10 rockets are average 35 years old?

except yao and T-mac, most of the players play like 70 years old.


----------



## DwyaneWade4MVP (Apr 1, 2004)

I just read it at www.nba.com/rockets ....Great deal for the Hornets, but I thought Jimmy Jackson finnaly found a home in the NBA, and now he has to move again, this must be his 6th nba team...I think Wesley is gonna play the point in Houston, but nevertheless bad trade for the Rockets! Jimmy Jackson is a solid starting Forward who can really shoot the 3! Don't know what I should think 'bout Bostjan Nachbar, he had never the playing time to show if he can play or not...
Finally this trade is clearing out some space for JR Smith


----------



## Ballscientist (Nov 11, 2002)

Nachbar > wesley

Nachbar is 24 yr old.


----------



## B Dizzle (Apr 3, 2004)

I am happy we got Jimmy Jackson, but I feel a bit sorry for David Wesley. He played for thist team since the 1997-98 season, and he went through everything (inkl. death of his good friend, Bobby Phills - RIP).


----------



## B Dizzle (Apr 3, 2004)

btw: Garcia and Baxter have been waived. Nice Job Allan Bristow!


----------



## DwyaneWade4MVP (Apr 1, 2004)

Baxton was like the best signing of the year....How many games die he play for us? 1? 2? Oh man, Allan Bristow, what's your real job, because GM can't be what you learned :no: !!!

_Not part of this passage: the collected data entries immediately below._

PR #2654, opened 2023-09-12
Election test race

vbar:
## Motivation

Fixing an intermittent test failure.

## Test Plan

Changes are only in test code.


joske (approved):

howardwu:
@vbar Please use the precommit hook.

Wesley didn't only go through the death of my man Bobby Phills (REST IN PEACE #13 :usa: ) he was the opponent of Bobby in the carrace where Bobby died... This doesn't mean I blame David Wesley for anything, but it means that I have respect for him that he's still in the L altough his best friend died...I've also heard that he is wearing a jersey of Bobby Phills under his Hornets (ohh, excuse me: Rockets) uniform every game!


----------



## B Dizzle (Apr 3, 2004)

> Originally posted by <b>DwyaneWade4MVP</b>!
> Baxton was like the best signing of the year....How many games die he play for us? 1? 2?


don't forget Corsley Edwards! 



> I've also heard that he is wearing a jersey of Bobby Phills under his Hornets (ohh, excuse me: Rockets) uniform every game!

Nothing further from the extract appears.